Enabling Semihydrogenation of Alkynes to Alkenes by Using a Calcium Palladium Complex Hydride

Qing Guo; Ruting Chen; Jianping Guo; Chao Qin; Zhitao Xiong; Hanxue Yan; Wenbo Gao; Qijun Pei; Anan Wu; Ping Chen

doi:10.1021/jacs.1c09489

Enabling Semihydrogenation of Alkynes to Alkenes by Using a Calcium Palladium Complex Hydride

J Am Chem Soc. 2021 Dec 15;143(49):20891-20897. doi: 10.1021/jacs.1c09489. Epub 2021 Dec 2.

Authors

Qing Guo^{1

2}, Ruting Chen³, Jianping Guo^{1

2}, Chao Qin¹, Zhitao Xiong¹, Hanxue Yan^{1

2}, Wenbo Gao^{1

2}, Qijun Pei¹, Anan Wu³, Ping Chen^{1

2}

Affiliations

¹ Dalian Institute of Chemical Physics, Chinese Academy of Sciences, Dalian 116023, China.
² University of Chinese Academy of Sciences, Beijing 100049, China.
³ Department of Chemistry, College of Chemistry and Chemical Engineering, Xiamen University, Xiamen 361005, China.

PMID: 34854674
DOI: 10.1021/jacs.1c09489

Abstract

Selective hydrogenation of alkynes to alkenes requires a catalytic site with suitable electronic properties for modulating the adsorption and conversion of alkyne, alkene as well as dihydrogen.
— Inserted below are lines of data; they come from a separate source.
PR #5384, opened 2026-09-13
fix(request): keep the body readable when form data parsing fails

### LINKED ISSUE #5383: A failed c.req.formData() makes all other body methods throw

4.13.7 (`main`, `edd138ee`)

When `c.req.formData()` fails, the failure does not stay local to that call — every other body representation of the same request throws afterwards.

The shortest reproduction is a request whose body is not a form at all:

```ts
import { Hono } from 'hono'

const app = new Hono()

app.post('/', async (c) => {
  try {
    await c.req.formData() // JSON body, so this throws
  } catch {}

  const body = await c.req.json() // throws too
  return c.json({ body })
})

await app.request('/', {
  method: 'POST',
  body: '{"event":"push"}',
})
```

The shape that made me notice it is trying one parser and falling back to another — which is the entire point of the `try`/`catch`:

```ts
let body
try {
  body = await c.req.formData()
} catch {
  body = await c.req.json() // never works
}
```

#### Tracing it with the debugger

**1.** The first call, `c.req.formData()` on a `Content-Type: application/json` request. `bodyCache` is still empty, and line 243 stores `raw.formData()`'s promise into it unconditionally — including when that promise is about to reject.

src/request.ts:243 — the first call, bodyCache is still empty, key = "formData"

`src/request.ts:243` — `return (bodyCache[key] = raw[key]())`. Variables: `key = "formData"`, `bodyCache = {}`, `cachedBody = undefined`. Watch: `"formData requested | cached: []"`. Call stack: `#cachedBody:243 ← formData:335 ← <anonymous> debug-src.ts:19`.

**2.** The second call comes from the `catch` above: `c.req.json()` asks for `text`. The direct cache lookup misses, so it drops into the fallback loop — and the only entry there is the already-rejected `formData` promise, which line 226 hands straight back:

src/request.ts:226 — key = "text" but anyCachedKey = "formData", and the cached promise is rejected

`src/request.ts:226` — `return (bodyCache[anyCachedKey as keyof Body] as Promise<BodyInit>).then(...)`. Variables: `key = "text"`, `anyCachedKey = "formData"`, `bodyCache = {formData: Promise}`, `cachedBody = undefined`.

```
bodyCache.formData
  = Promise { result: TypeError [ERR_FORMDATA_PARSE_ERROR]:
              Can't decode form data from body because of incorrect MIME type/boundary,
              status: "rejected" }
```

Watch: `"text requested | cached: [formData]"`. Call stack: `#cachedBody:226 ← json:259 ← <anonymous> debug-src.ts:27` — the `json` frame is the `catch` fallback.

**3.** The fallback therefore rejects with the first parser's error, and the request ends as a 500:

debug console — FORM_DATA_REJECTED, then JSON_REJECTED, then STATUS 500

```
Debugger attached.
FORM_DATA_REJECTED: TypeError
JSON_REJECTED: TypeError | Can't decode form data from body because of incorrect MIME type/boundary
STATUS: 500
RESULT: {"ok":false,"error":"Can't decode form data from body because of incorrect MIME type/boundary"}
Debugger detached.
```

A failed `c.req.formData()` should fail only that call. The other representations should still be readable, exactly as they already are when the body is read with `c.req.parseBody()`:

```ts
const req = new HonoRequest(
    method: 'POST',
    body: '{"event":"push"}',
  })
)

await req.parseBody()
await req.text() // works today — the bytes were kept
```

The same request, going through `c.req.formData()` instead:

```ts
await req.formData() // throws, as expected
await req.text()     // throws as well — this is the bug
```

### What do you see instead?

```
TypeError: Can't decode form data from body because of incorrect MIME type/boundary
```

for `text()`, `json()`, `arrayBuffer()`, `bytes()` and `blob()` — all five, after a single failed `formData()`.

### Additional information

`c.req.parseBody()` does not have this problem because it reads the bytes first and parses them afterwards, so the raw body survives a failed parse (`src/utils/body.ts`, `parseFormData()`). `c.req.formData()` goes straight to `raw.formData()`, which consumes the stream and caches only the result — a rejected promise when the media type does not match.

On Node this is worse than it looks: undici marks the body as used even when it rejects before parsing, so `raw.text()` is no longer possible either (`Body is unusable: Body has already been read`). Bun happens not to mark it used, so the two runtimes disagree on how recoverable the request is. The cache is what both share.

Related: #4806 / #4807 fixed the same class of problem for `parseBody()`, where a cached entry made later `text()` / `json()` calls throw.

xia-chao:
Fixes #5383

- [x] Add tests
- [x] Run tests

### What was wrong

`c.req.formData()` keeps only the parsed result and throws the body away. If the body isn't a form, that result is a rejected promise — and it stays in the cache, so every other way of reading the same body gets handed the same rejection:

```ts
app.post('/', async (c) => {
  try {
    await c.req.formData() // JSON body, so this throws
  } catch {}

  const body = await c.req.json() // throws too
})
```

`text()`, `json()`, `arrayBuffer()`, `bytes()` and `blob()` all fail after that.

Node makes it worse than it looks: `raw.formData()` consumes the stream even when it rejects (undici marks the body as used before it checks the media type), so there is nothing left to read afterwards — `raw.text()` throws `Body is unusable`. The bytes have to be read *before* the parse, not after.

### The fix

`c.req.parseBody()` already gets this right: it reads the bytes first and parses them afterwards, so a failed parse leaves the body readable. This makes `formData()` follow the same order, reusing `bufferToFormData()` — which is still the runtime's own parser, just fed from the cached bytes instead of the live stream:

```ts
if (key === 'formData') {
  return (bodyCache.formData = this.arrayBuffer().then((buffer) =>
    bufferToFormData(buffer, raw.headers.get('content-type') ?? '').then((formData) => {
      // ...
      return formData
    })
  ))
}
```

### Keeping `bodyCache` the shape callers expect

`cloneRawRequest()` and the cache middleware both read `Object.keys(bodyCache)[0]` and expect `formData` there once a form has been parsed:

- `src/request.ts` — `cloneRawRequest()`
- `src/middleware/cache/index.ts`

So the original order is restored **only when the parse succeeds**. After a failure the raw bytes stay first, which is exactly what makes the other representations readable again. Both of those callers keep working with no changes.

### Tests

Added to `src/request.test.ts`, next to the existing `should not break body methods after parseBody() with non-form content-type`:

- `text()` / `json()` / `arrayBuffer()` / `bytes()` / `blob()`, each after a failed `formData()`
- a second `formData()` still reports the parse failure
- trying another representation after a failed parse (the `try`/`catch` fallback)

Six of the seven fail without the change and pass with it.

- `vitest --run src/request.test.ts src/middleware/cache/index.test.ts src/utils/body.test.ts` — 253 passed
- full suite — 5141 passed, 44 skipped. The 12 failures in `color` / `logger` / `dev` / `compress(node)` are colour- and TTY-dependent and fail the same way on an unmodified checkout
- `tsc -p tsconfig.spec.json --noEmit` — clean
- `bun run format:fix && bun run lint:fix` — no further changes

### Out of scope

After a *successful* `formData()`, `text()` still returns the re-serialized form instead of the original bytes. Same root cause, different trigger — fixing it would change the cache shape on the success path too, and with it the two callers above, so it belongs in its own change.


xia-chao:
@yusukebe 
Please review

yusukebe:
@xia-chao 

I want to consider this. Please wait.

xia-chao:
> @xia-chao
> 
> 我想考虑一下。请稍等。

OK! You continue

xia-chao:
@yusukebe 
How's it going?

yusukebe:
@xia-chao Don't rush me

PR #5387, opened 2026-09-13
fix(accepts): match media types and language tags case-insensitively

### LINKED ISSUE #5375: accepts() matches media types and language tags case-sensitively
`accepts()` compares the accept header entry and the supported value as raw strings, so a client that varies the case gets the default instead of a match.

```ts
const app = new Hono()
app.get('/', (c) =>
  c.text(accepts(c, { header: 'Accept', supports: ['text/html'], default: 'application/json' }))
)

// Accept: text/html  -> text/html
// Accept: TEXT/HTML  -> application/json
```

| Header | Value | supports | result |
| --- | --- | --- | --- |
| Accept | `text/html` | `['text/html']` | `text/html` |
| Accept | `TEXT/HTML` | `['text/html']` | default |
| Accept | `Text/Html` | `['text/html']` | default |
| Accept-Language | `en-US` | `['en-US']` | `en-US` |
| Accept-Language | `en-us` | `['en-US']` | default |
| Accept-Language | `EN` | `['en']` | default |

Both are case-insensitive. Media types by RFC 9110 §8.3.1, language tags by RFC 4647 §2.1. `en-us` is the one I would expect in the wild, since the uppercase region subtag is only a convention.

### Cause

```ts
// src/helper/accepts/accepts.ts
const matchType = (acceptType: string, supportedType: string): boolean => {
  if (acceptType === supportedType) {
    return true
  }
  ...
  return acceptMain === supportedMain
}
```

Nothing case-folds. The subtype wildcard path has the same problem, so `TEXT/*` does not match `text/html` either.

This is the same bug #5060 reported for `Content-Type`. #5064 fixed it for `parseBody()` and `validator()`, but `accepts()` was not part of that change.

PR is up. `defaultMatch()` returns the caller's own `supports` entry, so the casing an application registered is preserved.

nikolas-sapa:
Fixes #5375.

`accepts()` compared the accept header entry and the supported value as raw strings, so a client that varies the case got the default instead of a match:

| Header | supports | result before | result after |
| --- | --- | --- | --- |
| `Accept: TEXT/HTML` | `['text/html']` | default | `text/html` |
| `Accept: Text/Html` | `['text/html']` | default | `text/html` |
| `Accept: TEXT/*` | `['text/html']` | default | `text/html` |
| `Accept-Language: en-us` | `['en-US']` | default | `en-US` |
| `Accept-Language: EN` | `['en']` | default | `en` |

Media types match case-insensitively per RFC 9110 §8.3.1 and language tags per RFC 4647 §2.1, so `matchType()` now case-folds both sides — the same treatment `parseBody()`/`validator()` received for `Content-Type` in #5064. The subtype-wildcard path folds too, so `TEXT/*` matches `text/html`.

Tests: 5 new cases mirroring the issue's table; falsified by reverting `matchType()` (all 5 fail), green with the fix (21/21 in the file). `tsc -p tsconfig.spec.json`, eslint, and prettier all clean.


yusukebe:
The issue was closed.

PR #5390, opened 2026-09-13
fix(linear-router): do not match a :label against an empty segment

### LINKED ISSUE #5372: LinearRouter matches an empty path segment and returns an empty param
`LinearRouter` matches a path with an empty segment and hands the handler an empty param. The other three routers return 404.

```ts
import { Hono } from 'hono'
import { LinearRouter } from 'hono/router/linear-router'

const app = new Hono({ router: new LinearRouter() })
app.get('/u/:id/posts', (c) => c.json({ id: c.req.param('id') }))

await app.request('http://localhost/u/42/posts')  // 200 { id: "42" }
await app.request('http://localhost/u//posts')    // 200 { id: "" }   <- expected 404
```

| Router | `/u//posts` |
| --- | --- |
| RegExpRouter | 404 |
| TrieRouter | 404 |
| PatternRouter | 404 |
| LinearRouter | 200, `id` is `""` |

A handler that expects an id to be present gets an empty string instead.

### Cause

In `match()`, the plain label branch already rejects an empty segment at the end of the path but not one in the middle:

```ts
let endValuePos = path.indexOf('/', pos + 1)
if (endValuePos === -1) {
  if (pos + 1 === path.length) {
    continue ROUTES_LOOP      // trailing empty segment, rejected
  }
  endValuePos = path.length
}
value = path.slice(pos + 1, endValuePos)
```

For `/u//posts` the `indexOf` returns `pos + 1`, so `value` is `''` and the match carries on. That is why `/a/:p` correctly 404s on `/a/` but `/u/:id/posts` matches `/u//posts`.

Fix is to reject `endValuePos === pos + 1` the same way. Full suite passes and I added the case to `common.case.test.ts`, where all four routers pass it. Happy to open the PR.

nikolas-sapa:
Fixes #5372.

`LinearRouter.match()` extracted an empty value for a `:label` when the path contained an empty segment mid-route — `/u//posts` against `/u/:id/posts` returned 200 with `params.id === ''`, while RegExpRouter, TrieRouter, and PatternRouter all return no match. A handler expecting an id to be present received an empty string instead.

The plain-label branch already rejects a *trailing* empty segment (`pos + 1 === path.length`); this adds the same rejection for `endValuePos === pos + 1` (the `indexOf('/')` landed exactly on the segment start). The `:label{pattern}` branch is unaffected — it already rejects zero-length matches.

Verification:

- new common case `Named Param does not match an empty segment` in `common.case.test.ts` runs against all four routers
- falsified by reverting the fix: LinearRouter alone fails the case (returns one handler with `id: ''`), the other three pass
- with the fix: all 7 router test files green (685 passed)


nikolas-sapa:
Follow-up: verified the cross-router consistency claim empirically instead of leaving it asserted, and extended the shared suite with the root-level shape.

**Matrix** (fresh router instance per pattern, all built-in routers):

| path | RegExpRouter | TrieRouter | PatternRouter | LinearRouter (this PR) |
|---|---|---|---|---|
| `/u/john/posts` vs `/u/:id/posts` | 1 match | 1 match | 1 match | 1 match |
| `/u//posts` vs `/u/:id/posts` | **0** | **0** | **0** | **0** |
| `/abc` vs `/:id` | 1 match | 1 match | 1 match | 1 match |
| `//` vs `/:id` | **0** | **0** | **0** | **0** |

So rejecting empty segments aligns `LinearRouter` with the other three routers on both the mid-route and root-level shapes, and the shared `common.case.test.ts` suite now pins both cases for every router (new test: "Named Param does not match an empty root segment"). All four router test files pass (403 passed, 24 skipped for the documented `UnsupportedPathError` differences).

yusukebe:
The issue was closed.

PR #5393, opened 2026-09-13
feat(adapter): add Ant adapter

theMackabu:
Adds hono/ant for the Ant runtime (https://github.com/theMackabu/ant), which exposes fetch(request, server), so the adapter is thin glue like hono/deno.

- upgradeWebSocket via server.upgradeWebSocket(request, { protocol })
- getConnInfo via server.requestIP
- serveStatic and toSSG on node:fs/promises
- getAntServer to read the server from c.env or c.env.server
- "ant" runtime key matched from the Ant/ user agent

- [x] Add tests
- [x] Run tests


yusukebe:
@theMackabu 

Thank you for the PR! Ant is a super interesting project for me.

For this adapter, I am considering how to treat it. We will release the next major version, v5, soon (maybe October?). In this version, we separate adapters from the core package `hono`.

For example, [`hono/bun`](https://github.com/honojs/hono/tree/main/src/adapter/bun) will be released as `@hono/bun`. So, I think it's better to add this Ant adapter as `@hono/ant` when v5 is released.

Anyway, whether it will be `@hono/ant` or `hono/ant`, this PR's code will be used. Please wait a while to decide.

theMackabu:
@hono/ant makes more sense for v5 anyways, the smaller the package the better

PR #5394, opened 2026-09-14
fix(reg-exp-router): apply middleware registered with a mid-path wildcard

nikolas-sapa:

- [x] Add tests
- [x] Run tests

---

Middleware registered on a path with a wildcard in the middle never runs on `RegExpRouter`, and therefore never runs on the default `SmartRouter` either.

```ts
const app = new Hono()

app.use('/*/admin/*', requireAdmin)
app.get('/:tenant/admin/users', (c) => c.text('secret'))

await app.request('/acme/admin/users')
// requireAdmin never runs; responds 200 "secret"
```

`TrieRouter`, `LinearRouter` and `PatternRouter` all run the middleware here. Only `RegExpRouter` skips it, and since `RegExpRouter` is what `SmartRouter` picks first, the default configuration is affected.

The failure is silent. `add()` does not throw, so `SmartRouter` has no reason to fall back to `TrieRouter` — it keeps `RegExpRouter` and quietly returns a result with the middleware missing. When the middleware is an auth guard, as above, the request reaches the handler unauthenticated.

## Cause

`buildWildcardRegExp` compiles a middleware path into a pattern that is then tested against each **registered route path** to decide which routes the middleware covers.

Its alternation only recognises a `*` that ends the path (`\/?\*$`). A `*` anywhere else falls through to the meta-character branch and is escaped into a literal asterisk:

```
'/*/admin/*'  →  /^\/\*\/admin(?:|\/.*)$/
```

That pattern only matches a path whose first part is the two characters `/*`, which no ordinary route is. So at

https://github.com/honojs/hono/blob/main/src/router/reg-exp-router/router.ts#L106

`re.test(p)` is false for every registered route and the handler is never pushed onto any of them.

`node.ts` already handles the same path correctly when it inserts it into the trie — a non-trailing `*` becomes `LABEL_REG_EXP_STR` there (node.ts#L69). The two disagree, and this change brings `buildWildcardRegExp` in line with the trie.

## Change

One alternative, `(\/\*)(?=\/)`, matching a `/*` that is followed by `/`, mapped to `/[^/]+` — one part, not the rest of the path. Ordering matters: it sits after `\/?\*$` so a trailing `*` still takes the tail-wildcard branch.

Behaviour of every path form that already worked is unchanged:

| middleware | before | after |
| --- | --- | --- |
| `/*` | `(?:\|/.*)` | unchanged |
| `/a/*` | `/a(?:\|/.*)` | unchanged |
| `/:x/*` | `/:[^/]+(?:\|/.*)` | unchanged |
| `/*/*` | `\/\*(?:\|/.*)` ❌ | `/[^/]+(?:\|/.*)` |
| `/*/admin/*` | `\/\*\/admin(?:\|/.*)` ❌ | `/[^/]+\/admin(?:\|/.*)` |

The new pattern discriminates correctly rather than over-matching: `/*/admin/*` covers `/:tenant/admin/users` and `/acme/admin/users`, and does not cover `/x/notadmin/y` or `/a/b`.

Here, we report a complex palladium hydride, CaPdH₂, featured by electron-rich [PdH₂]^δ- sites that are surrounded by Ca cations that interacts with C₂H₂ and C₂H₄ via σ-bonding to Pd and unusual cation-π interaction with Ca, resulting in a much weaker chemisorption than those of Pd metal catalysts. Concomitantly, the dissociation of H₂ and hydrogenation of C₂H_x (x = 2-4) species experience significant energy barriers over CaPdH₂, which is fundamentally different from those reported Pd-based catalysts. Such a unique catalytic environment enables CaPdH₂, the very first complex transition-metal hydride catalyst, to afford a high alkene selectivity for the semihydrogenation of alkynes.